The fix isn’t to use the model less. It’s to use it differently. The model is excellent at turning a well-specified problem into working code. It’s unreliable at defining what “working” means. That’s human work. Domain knowledge lives in a person who has operated the system, profiled the workload, and knows which edge cases matter. The model can’t generate that knowledge from documentation and Stack Overflow answers.
Practical Patterns
Write the acceptance criteria before you write the prompt. Not after. If you can’t specify what correct looks like before you generate the code, you don’t have enough domain knowledge to verify what the model produces. That’s a signal to go acquire the knowledge first.

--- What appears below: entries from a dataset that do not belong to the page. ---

PR #490, opened 2024-02-20
Update btcstaking_test.go

leonalAbel:
Error handling made independent of require function


SebastianElvis:
Thanks, but it's not clear about the problem of doing `require.Error` here.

Frame the ask around observable outcomes. Not “build a caching layer” – “build a caching layer where cache hit latency is under 5ms at the 99th percentile, measured against this load profile, with no lock contention above 100 concurrent requests.” Concrete, measurable, machine-verifiable. If you can’t write that criterion, you don’t know enough about the system to hand it to an LLM.
Write the benchmark or property-based test first. Commit it. Then generate the implementation. The test is the specification. If the model’s output doesn’t pass it, you have a concrete failure to reason about – not a vague feeling that something might be wrong.
Red-team the output before you ship it. Not “does this look right?” – “describe all the ways this implementation could fail under production load.” Ask it to identify the paths it might have handled wrong. Ask it to explain why it chose each major algorithmic decision. If it can’t explain why it chose a full table scan over a B-tree seek, that’s a gap.
Never use the same model to audit what it generated. The plausibility optimisation applies to evaluation as much as generation. Get a second pass from a different model, or do the review yourself against the acceptance criteria you wrote up front.
The bigger the codebase, the more critical this is. 576,000 lines of plausible code is a lot of places to hide a missing rowid optimisation. At that scale, you cannot review every decision. The only protection is correctness criteria that cover the invariants that matter – before the code exists, not after.
In practice with Claude Code or Copilot: open with the benchmark, not the feature description. Something like:
Before writing any code: here is the acceptance test this implementation must pass.
[benchmark / test harness]
Now implement the feature such that this test passes.
The model has the constraint up front. It can’t optimise for plausibility alone because plausibility that fails the benchmark is explicitly wrong. You’ve broken the closed loop.
The model doesn’t know what it doesn’t know. The is_ipk check that makes SQLite correct exists because Richard Hipp measured a real workload and noticed the gap. That knowledge isn’t in the documentation. It’s in commit history, in performance bug reports, in the accumulated experience of running a trillion deployed databases. No model trained on documentation will infer it.
You know what your system needs to do. You know the load profiles, the edge cases, the performance invariants that matter for your specific use case. The model knows how to generate code that looks like it satisfies a description.
That’s the division of labour that makes this work. Write the acceptance criteria. Make them machine-executable. Commit them before the first line of implementation exists.
The vibes are not enough. Define what correct means. Then measure.